Class 8 Retail Channel Continues to Turn & Burn

September’s retail results were basically a carbon copy of August’s. Pricing dipped mildly, due to a combination of a few large packages of higher-mileage trucks sold and natural market movement. A healthy number of check-writers continued to visit dealers’ lots in September.

The average sleeper tractor retailed in September was 69 months old, had 469,858 miles, and brought $42,066. Compared to August, this average sleeper was one month older, had 9,382 (2.0%) fewer miles, and brought $24 (0.1%) more money. Compared to September 2019, this average sleeper was identical in age, had 12,747 (2.8%) more miles, and brought $10,183 (19.5%) less money.

Looking at trucks two to five years of age, September’s average pricing was as follows:

  • Model year 2019: $92,061; $172 (0.2%) higher than August
  • Model year 2018: $72,178; $2,010 (2.7%) lower than August
  • Model year 2017: $51,133; $2,193 (3.7%) lower than August
  • Model year 2016: $39,011; $481 (1.2%) higher than August

Month-over-month, late-model trucks brought 2.8% less money. In the first nine months of 2020, pricing averaged 15.5% lower than the same period of 2019. Depreciation in 2020 is averaging 2.8% per month, identical to the previous two months.

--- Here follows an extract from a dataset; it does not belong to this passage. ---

Issue #2055, opened 2024-10-23
NOTES - Interview edrs_notes_for_case variable not casenoted anywhere


MeganGeissler:
EDRs Case Notes (edrs_notes_for_case) entry is not called in case notes anywhere, need to add this.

Unlike the auction market, 3rd quarter 2020 retail results are still behind the same period of 2019. This is because retail pricing held up better than auction pricing in the 2nd half of 2019, resulting in tougher comparisons on the retail side. We’re now in the period where we’d expect some market softening due to uncertainty around the Presidential election combined with the lack of a renewed stimulus package. However, freight markets are still hot at the time of this writing, so those headwinds haven’t manifested yet. At this point, no one is pretending to be able to forecast all the possible economic and societal variables that could affect consumer spending, so we're sticking with our existing assumptions, which include some downside risk.